Repeat the whole listing, keeping every word and every line intact.

Study material ->
┄┄┄┄┄┄┄┄┄┄

PR #111, opened 2022-06-06
Potential bug: add an example reproducing a problem with IO.sleep

chuwy:
I'm running into a problem, where I have `Model` with `List[Notification]` and trying to show the notifications in OS-like popups. The notifications have quite naive approach:

```scala
val sleep = Cmd.SideEffect(IO.sleep(5.seconds))
val clean = Cmd.Emit(Msg.Remove(msg)))
sleep.combine(clean)
```

Basically, I'm adding a notification, then setting a timer to remove it. In my app notifications appear with a big delay and in batches rather than one by one. In the minimal example they do appear without problems, but I've also noticed they disappear in batches and after a period much longer than expected 5 seconds.

Wondering if there's anything wrong with the approach I'm using.


chuwy:
For the record, there are three loosely coupled problems:

1. I used `Cmd.combine` which is wrong for what I wanted to achieve as RHS command gets executed immediately. My fault
2. Actual bug (#112)
3. Another actual bug (#113)

davesmith00000:
This PR was super helpful debugging the problem - thanks! 😄 
I shall close this PR without merging. If you think there's value in having this example around anyway, let me know and we can chat about it.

┄┄┄┄┄┄┄┄┄┄

Solution for this problem ->
PR #111, opened 2022-06-06
Potential bug: add an example reproducing a problem with IO.sleep

chuwy:
I'm running into a problem, where I have `Model` with `List[Notification]` and trying to show the notifications in OS-like popups. The notifications have quite naive approach:

```scala
val sleep = Cmd.SideEffect(IO.sleep(5.seconds))
val clean = Cmd.Emit(Msg.Remove(msg)))
sleep.combine(clean)
```

Basically, I'm adding a notification, then setting a timer to remove it. In my app notifications appear with a big delay and in batches rather than one by one. In the minimal example they do appear without problems, but I've also noticed they disappear in batches and after a period much longer than expected 5 seconds.

Wondering if there's anything wrong with the approach I'm using.


chuwy:
For the record, there are three loosely coupled problems:

1. I used `Cmd.combine` which is wrong for what I wanted to achieve as RHS command gets executed immediately. My fault
2. Actual bug (#112)
3. Another actual bug (#113)

davesmith00000:
This PR was super helpful debugging the problem - thanks! 😄 
I shall close this PR without merging. If you think there's value in having this example around anyway, let me know and we can chat about it.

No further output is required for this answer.